Stored data
==*==
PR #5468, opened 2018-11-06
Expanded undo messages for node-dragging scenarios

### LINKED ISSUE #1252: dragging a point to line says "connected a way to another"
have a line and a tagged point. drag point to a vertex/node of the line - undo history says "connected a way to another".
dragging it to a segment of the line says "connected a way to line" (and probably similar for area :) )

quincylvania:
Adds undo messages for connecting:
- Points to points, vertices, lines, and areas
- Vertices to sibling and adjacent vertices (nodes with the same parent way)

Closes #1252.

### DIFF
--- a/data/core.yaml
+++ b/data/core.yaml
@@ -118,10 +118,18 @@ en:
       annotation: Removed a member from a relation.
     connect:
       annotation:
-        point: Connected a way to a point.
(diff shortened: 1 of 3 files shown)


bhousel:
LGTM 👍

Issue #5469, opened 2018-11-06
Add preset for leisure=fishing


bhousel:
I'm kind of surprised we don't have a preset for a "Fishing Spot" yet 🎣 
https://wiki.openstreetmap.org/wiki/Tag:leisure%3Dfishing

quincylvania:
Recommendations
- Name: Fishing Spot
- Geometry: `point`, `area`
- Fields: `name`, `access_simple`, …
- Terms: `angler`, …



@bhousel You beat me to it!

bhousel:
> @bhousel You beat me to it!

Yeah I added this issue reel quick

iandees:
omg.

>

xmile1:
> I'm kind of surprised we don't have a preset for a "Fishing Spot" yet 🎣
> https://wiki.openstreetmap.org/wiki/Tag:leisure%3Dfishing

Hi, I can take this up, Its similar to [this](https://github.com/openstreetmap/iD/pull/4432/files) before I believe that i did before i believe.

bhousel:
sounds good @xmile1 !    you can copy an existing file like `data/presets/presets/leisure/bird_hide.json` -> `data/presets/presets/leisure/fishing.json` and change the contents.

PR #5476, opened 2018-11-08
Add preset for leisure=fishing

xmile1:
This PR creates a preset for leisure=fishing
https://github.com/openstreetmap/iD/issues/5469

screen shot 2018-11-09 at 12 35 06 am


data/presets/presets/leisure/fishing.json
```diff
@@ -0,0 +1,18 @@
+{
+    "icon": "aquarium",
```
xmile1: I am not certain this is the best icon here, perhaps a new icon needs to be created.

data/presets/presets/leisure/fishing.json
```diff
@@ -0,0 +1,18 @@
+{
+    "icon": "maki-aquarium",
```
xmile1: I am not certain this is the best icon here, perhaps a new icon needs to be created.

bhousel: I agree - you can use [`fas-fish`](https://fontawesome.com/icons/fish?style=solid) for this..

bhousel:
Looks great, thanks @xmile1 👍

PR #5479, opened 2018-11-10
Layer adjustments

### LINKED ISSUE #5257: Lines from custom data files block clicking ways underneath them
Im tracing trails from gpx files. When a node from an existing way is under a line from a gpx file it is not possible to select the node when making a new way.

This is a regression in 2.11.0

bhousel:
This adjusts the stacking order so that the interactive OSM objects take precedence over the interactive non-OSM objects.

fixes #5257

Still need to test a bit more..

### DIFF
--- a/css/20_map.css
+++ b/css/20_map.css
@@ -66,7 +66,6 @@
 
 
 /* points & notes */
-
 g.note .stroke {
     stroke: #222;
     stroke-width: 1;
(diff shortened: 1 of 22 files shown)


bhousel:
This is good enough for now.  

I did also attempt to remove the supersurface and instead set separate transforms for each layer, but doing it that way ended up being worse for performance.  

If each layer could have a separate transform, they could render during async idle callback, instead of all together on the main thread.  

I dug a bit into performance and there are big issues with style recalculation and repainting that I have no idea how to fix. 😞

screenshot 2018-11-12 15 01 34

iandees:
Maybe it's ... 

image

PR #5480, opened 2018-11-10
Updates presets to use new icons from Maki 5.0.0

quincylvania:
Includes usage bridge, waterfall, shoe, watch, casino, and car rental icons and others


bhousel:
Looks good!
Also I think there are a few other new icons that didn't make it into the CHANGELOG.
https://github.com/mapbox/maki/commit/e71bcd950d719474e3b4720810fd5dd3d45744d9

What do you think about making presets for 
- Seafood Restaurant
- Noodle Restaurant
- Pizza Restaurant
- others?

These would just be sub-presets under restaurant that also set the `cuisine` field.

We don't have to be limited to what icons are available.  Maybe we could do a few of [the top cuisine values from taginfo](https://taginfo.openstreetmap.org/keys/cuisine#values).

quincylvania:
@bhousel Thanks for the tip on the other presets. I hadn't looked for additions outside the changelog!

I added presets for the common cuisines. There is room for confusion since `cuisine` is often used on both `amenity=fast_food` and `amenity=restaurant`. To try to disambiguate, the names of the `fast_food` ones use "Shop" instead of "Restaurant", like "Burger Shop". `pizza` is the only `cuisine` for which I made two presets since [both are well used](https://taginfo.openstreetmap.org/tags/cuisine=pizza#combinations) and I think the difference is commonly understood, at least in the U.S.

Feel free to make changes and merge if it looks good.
==*==
Work item:
Only a number is needed here: how many lines of the data include the word "annotation"?

Your solution:
2